• _Task directions_
Copy out only those lines running from the line with "your connector specs" to the end of the listing, keeping each one exactly as it is.

• _Input material_
PR #24923, opened 2023-04-05
Fix version bump mistakes

gosusnp:
## What

Some versions from our docs/changelogs have been auto-bumped by mistake. Restore them to what they were meant to be originally.

## How

Restore the versions to what they were meant to be, new runs of bumpversion should ignore them in the future.

### DIFF
--- a/docs/operator-guides/upgrading-airbyte.md
+++ b/docs/operator-guides/upgrading-airbyte.md
@@ -33,7 +33,7 @@ If you use custom connectors, this upgrade requires all of your connector specs 
 
 :::note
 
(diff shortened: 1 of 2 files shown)


colesnodgrass (approved):

davinchia (approved):
Thanks Jimmy!

Curious, any idea how this came to be? Should we be updating any bumpconf files?

gosusnp:
@davinchia, I think bumpcfg will replace any occurrences of the old version by the new version in the list of files. I suspect some of those files were added to the list so we'd have up-to-date examples using the current version. The downside is that versions that matched the current in those files (changelog for example) ended up drifting because of it.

• _Solution to the exercise_
@@ -33,7 +33,7 @@ If you use custom connectors, this upgrade requires all of your connector specs 
 
 :::note
 
(diff shortened: 1 of 2 files shown)


colesnodgrass (approved):

davinchia (approved):
Thanks Jimmy!

Curious, any idea how this came to be? Should we be updating any bumpconf files?

gosusnp:
@davinchia, I think bumpcfg will replace any occurrences of the old version by the new version in the list of files. I suspect some of those files were added to the list so we'd have up-to-date examples using the current version. The downside is that versions that matched the current in those files (changelog for example) ended up drifting because of it.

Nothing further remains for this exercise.